START RECORD SET

PR #5461, opened 2021-03-23
allow dismissing return value of no-return pure functions

azjezz:
refs https://github.com/azjezz/psl/pull/163

no-return function either:
1. exit
2. throw exceptions
3. run forever

in all of these cases, it's okay not to use the return value.

### DIFF
--- a/src/Psalm/Internal/Analyzer/Statements/Expression/Call/FunctionCallAnalyzer.php
+++ b/src/Psalm/Internal/Analyzer/Statements/Expression/Call/FunctionCallAnalyzer.php
@@ -1003,7 +1003,20 @@ class FunctionCallAnalyzer extends CallAnalyzer
                 && !$context->inside_conditional
                 && !$context->inside_unset
             ) {
-                if (!$context->inside_assignment && !$context->inside_call && !$context->inside_use) {
+                /**
+                 * If a function is pure, and has the return type of 'no-return',
+                 * it's okay to dismiss it's return value.
+                 */
+                if (
+                    !$context->inside_assignment &&
+                    !$context->inside_call &&
+                    !$context->inside_use &&
+                    !(
+                        $function_call_info->function_storage &&
+                        $function_call_info->function_storage->return_type &&
+                        (array_values($function_call_info->function_storage->return_type->getAtomicTypes())[0] ?? null) instanceof Type\Atomic\TNever
+                    )
+                ) {
                     if (IssueBuffer::accepts(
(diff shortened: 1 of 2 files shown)


weirdan:
And you want to keep such functions pure to be able to call them in pure contexts, right?

azjezz:
exactly.

azjezz:
example

- `no-return`/`pure` : [invariant_violations](https://github.com/azjezz/psl/blob/a23f14859efebad0226b6c7cf4edb826e0ffa192/src/Psl/invariant_violation.php#L16)
- `pure`: [invariant](https://github.com/azjezz/psl/blob/a23f14859efebad0226b6c7cf4edb826e0ffa192/src/Psl/invariant.php#L21)
- `pure`: [log](https://github.com/azjezz/psl/blob/a23f14859efebad0226b6c7cf4edb826e0ffa192/src/Psl/Math/log.php#L18)

azjezz:
currently to avoid this i suppressed all `UnusedFunctionCall` ( https://github.com/azjezz/psl/blob/1.6.x/psalm.xml#L65 ), but i don't really want to do that

azjezz:
also relevant: https://github.com/azjezz/psl/pull/163#discussion_r599985666

azjezz:
build failure is unrelated.

muglug:
I think this is exactly the right approach, thanks!

While traditionally throwing an exception might be considered a side-effect, I think Psalm's notion of purity is safe enough

src/Psalm/Internal/Analyzer/Statements/Expression/Call/FunctionCallAnalyzer.php
```diff
@@ -1003,7 +1003,20 @@ private static function checkFunctionCallPurity(
...
+                 * it's okay to dismiss it's return value.
+                 */
+                if (
+                    !$context->inside_assignment &&
+                    !$context->inside_call &&
+                    !$context->inside_use &&
+                    !(
+                        $function_call_info->function_storage &&
+                        $function_call_info->function_storage->return_type &&
+                        (array_values($function_call_info->function_storage->return_type->getAtomicTypes())[0] ?? null) instanceof Type\Atomic\TNever
```
muglug, line 1017: I replaced this with `$function_call_info->function_storage->return_type->isNever()`

azjezz: i didn't notice the method existed 😅

PR #5463, opened 2021-03-24
allow dismissing return value of pure functions with by-reference arguments

azjezz:
this is another case where to makes sense to call a pure function without using it's return value

### DIFF
--- a/src/Psalm/Internal/Analyzer/Statements/Expression/Call/FunctionCallAnalyzer.php
+++ b/src/Psalm/Internal/Analyzer/Statements/Expression/Call/FunctionCallAnalyzer.php
@@ -1011,6 +1011,7 @@ class FunctionCallAnalyzer extends CallAnalyzer
                 if (!$context->inside_assignment &&
                     !$context->inside_call &&
                     !$context->inside_use &&
+                    !self::callUsesByReferenceArguments($function_call_info, $stmt) &&
                     !(
                         $function_call_info->function_storage &&
                         $function_call_info->function_storage->return_type &&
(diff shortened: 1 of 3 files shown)


azjezz:
converted into draft, this example should trigger an `UnusedFunctionCall` error, with this change, it does not.

```php
<?php

/**
 * @pure
 */
function bar(string $c, string &$str = ""): string
{
  $c .= $str;

  return $c;
}

/**
 * @pure
 */
function baz(): string
{
  $f = "foo";
  bar($f);

  return $f;
}

```

src/Psalm/Internal/Analyzer/Statements/Expression/Call/FunctionCallAnalyzer.php
```diff
@@ -1034,4 +1035,42 @@ private static function checkFunctionCallPurity(
...
+                $parameter = $parameters[$index] ?? null;
+            }
+
+            if ($parameter && $parameter->by_ref) {
+                return true;
+            }
+        }
+
+        return false;
+    }
```
azjezz, line 1075: something doesn't feel right about this function here, i added as many tests as i could have thought of, all seem to be passing as expected, but need further review.

tests/UnusedCodeTest.php
```diff
@@ -779,6 +779,120 @@ function reverse(string $string): string
                         return strrev($string);
                     }'
             ],
+            'unusedByReferenceFunctionCall' => [
+                '<?php
+                    /**
+                     * @pure
+                     */
+                    function bar(string &$str): string
```
muglug, line 787: Uhh this is definitely not pure though. It may be allowed, but it shouldn't (and I don't like to add tests that future code changes will force me to fix)

azjezz: Personally i don't see the problem with it being pure, as i don't think by-ref arguments are a side effects.

but, if you want to consider functions with by-ref arguments as non pure, i think i can close this PR and work on another to forbid byref in pure context.

muglug: I _sort_ of see your point insofar as byref arguments could be viewed as outputs.

_However_ I think that the return type should always be the primary location for output in pure functions. I don't want to encourage

```php
function some_pure_function(string &$s) : void {}
```
over
```php
function some_pure_function(string $s) : string {}
```

– but I'm fine with 

```php
function some_pure_function(string &$s) : string {}
```

Basically I think a pure function should either _always_ exit, or _always_ return a (non-`void`) value.

LMK if you think that's too-harsh a constraint.

azjezz: i agree with you, personally i don't have any functions that behave either way, but we need to have correct errors in place.

for
```
function some_pure_function(string &$s) : void {}
```

i think it's best to show something like `A pure function must not have a 'void' return type.` ( not sure about the correct issue for this ) 

as for the other, they seem okay to me and there shouldn't be any type of error result from dismissing their result ( in case you only need to the by-reference argument result ) in which this PR fixes.

so i guess we can merge this + i will create another PR to forbid having pure functions with `void` return type.

muglug:
Thanks!

tests/UnusedCodeTest.php
janopae: Sorry for commenting on a decision which has already been work done upon.

But if this isn't allowed: https://psalm.dev/r/cca607305c

I really don't get why this should be allowed: https://psalm.dev/r/a9e67c6ce9

I'd argue that functions that return something *and* have mutated passed-by-reference arguments are more confusing than functions that only do either of those.

PR #5464, opened 2021-03-24
Fix mysqli_real_connect() signature

morozov:
The optional arguments of `mysqli_real_connect()` except for `$flags` are also nullable ([ref1](https://github.com/php/php-src/blob/7e9f6d2a48f8ff6ae458252d395eec1b1d9e6f14/ext/mysqli/mysqli.stub.php#L741-L750), [ref2](https://github.com/php/php-src/blob/da011a312a6c6cd7ff12fe1aa0de1e33fba2f167/ext/mysqli/mysqli_nonapi.c#L81)). `$flags` seems to be nullable as well ([ref](https://github.com/php/php-src/blob/da011a312a6c6cd7ff12fe1aa0de1e33fba2f167/ext/mysqli/mysqli_nonapi.c#L102-L103)) and works as such but it's not documented anywhere, so let's leave it as is.
```php
<?php

$conn   = mysqli_connect('127.0.0.1', 'root', null, null, null, null);
$query  = 'SELECT VERSION()';
$result = mysqli_query($conn, $query);

echo mysqli_fetch_row($result)[0], PHP_EOL;
```
```
$ php -v
PHP 8.0.3 (cli) (built: Mar  6 2021 10:06:45) ( NTS )
Copyright (c) The PHP Group
Zend Engine v4.0.3, Copyright (c) Zend Technologies
    with Zend OPcache v8.0.3, Copyright (c), by Zend Technologies
    with Xdebug v3.0.3, Copyright (c) 2002-2021, by Derick Rethans

$ php mysqli.php
8.0.23
```


muglug:
Thanks!

PR #5473, opened 2021-03-24
Checks the intersection type if the magic method does not exist

jni-:
The original issue we had was with the type `S3Client & MockObject`. Since S3Client has magic methods, calling MockObject methods on it (->expects, ->method, etc) was failing. Using `MockObject & S3Client` would work, because the method is detected on MockObject before checking S3Client. However, an intersection type should still check both, and the order should not matter (I think). 

I think the issue is that when a magic method was detected as missing, it would stop analysis and not validate union or intersection types. The tests I added replicate the problem well, however my confidence in how I fixed it is about 10%. I would need help to validate the solution, I did this in about 15 minutes and didn't understand all the implications. At least it's a starting point! 

Thanks!


muglug:
Thanks! Generally if it passes tests, I'm happy

PR #5477, opened 2021-03-25
Add ibm_db2 constant stubs

### LINKED ISSUE #5466: IBM_DB2 constants are not stubbed
The `ibm_db2` extension is stubbed but its constants aren't: https://psalm.dev/r/5c5902f4dd

I haven't found a way to add a constant to the existing extension stub. Is it currently supported?

morozov:
Closes #5466.

### DIFF
--- a/src/Psalm/Config.php
+++ b/src/Psalm/Config.php
@@ -1734,6 +1734,16 @@ class Config
             $core_generic_files[] = $stringable_path;
         }
 
+        if (\extension_loaded('ibm_db2')) {
+            $ext_ibm_db2_path = dirname(__DIR__, 2) . '/stubs/ext-ibm-db2.phpstub';
+
+            if (!file_exists($ext_ibm_db2_path)) {
+                throw new \UnexpectedValueException('Cannot locate ibm_db2 stub');
+            }
+
+            $core_generic_files[] = $ext_ibm_db2_path;
+        }
+
         if (\extension_loaded('PDO')) {
             $ext_pdo_path = dirname(__DIR__, 2) . '/stubs/pdo.phpstub';
 
--- a/stubs/ext-ibm-db2.phpstub
+++ b/stubs/ext-ibm-db2.phpstub
@@ -1,0 +1,22 @@
+<?php
+
+const DB2_BINARY = 1;
+const DB2_CONVERT = 2;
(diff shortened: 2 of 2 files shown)


src/Psalm/Config.php
```diff
@@ -1734,6 +1734,16 @@ public function visitStubFiles(Codebase $codebase, ?Progress $progress = null):
             $core_generic_files[] = $stringable_path;
         }
 
+        if (!\extension_loaded('ibm_db2')) {
```
morozov, line 1737: I don't really understand why the rest of the conditions look like `if (extension_loaded(/* ... */))`. As I understand, one of the purposes of the stubs is to enable the static analysis of the code that depends on an extension that is unavailable at runtime. Loading the stub only when the extension is loaded doesn't help to solve the issue.

muglug: > one of the purposes of the stubs is to enable the static analysis of the code that depends on an extension that is unavailable at runtime.

Oh, in that case you should instead provide your own stubs. If Psalm were to stub all classes it might miss situations where you're missing an extension.

morozov: I think I don't understand the architecture of stubs in Psalm. There are more or less complete stubs from JetBrains but they are released quite rarely and I want to try to get rid of them given that Psalm and PHPStan provide their own. Having to have 3 sources of stubs, each of which may have its issues is quite a burden.

weirdan: Psalm needs them to provide more detailed types that are unavailable through reflection. I think you can still force-load them in your `psalm.xml`, e.g.:
```
<stubs>
   <file name="vendor/vimeo/psalm/stubs/ext-ibm-db2.phpstub"/>
</stubs>
```

weirdan, line 1737:
```suggestion
        if (\extension_loaded('ibm_db2')) {
```

morozov: > Psalm needs them to provide more detailed types that are unavailable through reflection.

Right, but Psalm also uses the call maps that provide some basic information on the extension API. As a result, it can analyze most of the code that uses the extension (e.g. calls the functions) but not all of it (the usage of constants). From the end-user standpoint, this doesn't look right.

PR #7347, opened 2022-01-08
Fix dir Callmap

### LINKED ISSUE #7345: `dir` has wrong return type Directory|false|null instead of Directory|false
Hi @orklah, 

I run into the following issue
- Psalm consider `dir` to return `Directory|false|null`
- PHPStan consider `dir` to return `Directory|false`

The previous type was introduced by @voku in https://github.com/vimeo/psalm/pull/1541

I did some research, and it seems that the php doc was updated recently from `Directory|false|null` to `Directory|false`.
https://github.com/php/doc-en/pull/903

But I'm not sure which CallMap should be modified then...

VincentLanglet:
Closes #7345

If I understand correctly your message @weirdan 
> But since this was zpp-null, you need to drop null from all callmaps.


weirdan (approved):

weirdan:
> If I understand correctly your message

You absolutely did, thanks!

Issue #7353, opened 2022-01-09
Feature request: merging `issueHandlers` elements


greg0ire:
On `doctrine/orm`, we would like to be able to run Psalm with `doctrine/dbal` 2 and 3 without repeating code.
Currently we are able to do so because the set of errors we get for DBAL 3 is included in the set of errors we get for DBAL 2, so having one file does the trick. The downside is that it breaks `--update-baseline`, which will remove DBAL-2-specific issues.

I've attempted to leverage the include system to have a DBAL-2-specific file, but I got stuck because including a file that has an `issueHandlers` root element seems to result in subsequent `issueHandlers` being ignored.

It would be great to be able to have several `issueHandlers` elements in a single config and have them deep-merged together.

orklah:
@greg0ire If I'm not mistaken, @wouterj's PR fixed part of the error. The other issue was that deep nested merge between two issueHandlers is not done yet, but this was reported here already: https://github.com/vimeo/psalm/issues/6888 so I'm closing this one

Issue #6888, opened 2021-11-11
[bug] XSD allows you to use the same issue handler in config, while only loading the last one


dkarlovi:
Example

```xml
<?xml version="1.0"?>
<psalm xmlns="https://getpsalm.org/schema/config"
       cacheDirectory="var/phpqa/psalm"
       allowStringToStandInForClass="true">
    <projectFiles>
        <directory name="./"/>
    </projectFiles>

    <issueHandlers>
        <PropertyNotSetInConstructor>
            <errorLevel type="info">
                <file name="src/App/Kernel.php"/>
            </errorLevel>
        </PropertyNotSetInConstructor>

        <!-- other stuff -->

        <PropertyNotSetInConstructor>
            <errorLevel type="info">
                <directory name="tests/Behat/Context/"/>
            </errorLevel>
        </PropertyNotSetInConstructor>
    </issueHandlers>
</psalm>
```

This is invalid config, the schema doesn't pick it up.

ThomasLandauer:
My use case:
```xml
<issueHandlers>
    <UnusedParam errorLevel="suppress" />

    <!-- other stuff -->

    <UnusedParam>
        <errorLevel type="suppress">
            <directory name="tests" />
        </errorLevel>
    </UnusedParam>
</issueHandlers>
```
I've added the top `<UnusedParam>` due to https://github.com/psalm/psalm-plugin-doctrine/issues/157, and was wondering why those errors wouldn't disappear...

PR #7354, opened 2022-01-09
Support multiple <issueHandlers> elements

wouterj:
Fixes part of #7353 

This does not handle deep merging issue handler configs. When defining the same issue handler in 2 `<issueHandlers>` elements, the latter overrides the first. This is the same behavior as when defining the same issue handler twice in a single `<issueHandlers>` element.


dkarlovi:
See https://github.com/vimeo/psalm/issues/6888

orklah:
Thanks!

PR #7355, opened 2022-01-09
Fix faulty Config tests

wouterj:
Caught while writing the test for #7354

`realpath()` returns `false` if the path does not exists. This caused these tests to not test what they were expected to (due to `false` being transformed into `""`, which never matches the project paths).


weirdan:
Thanks!

PR #7358, opened 2022-01-09
Rename was_static property to is_static to be more accurate

muglug:
Using `"was"` here doesn't make much sense, because the type being analysed _is_ `static` aka `this`.


orklah:
Great! I remember wondering if there was a meaning behind "was"! Thanks!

END RECORD SET

> [WORK TASK]: Looking at the entries above, say how many lines contain the word "needs". Nothing but the number is needed.

> [SOLUTION TO THE EXERCISE]: 2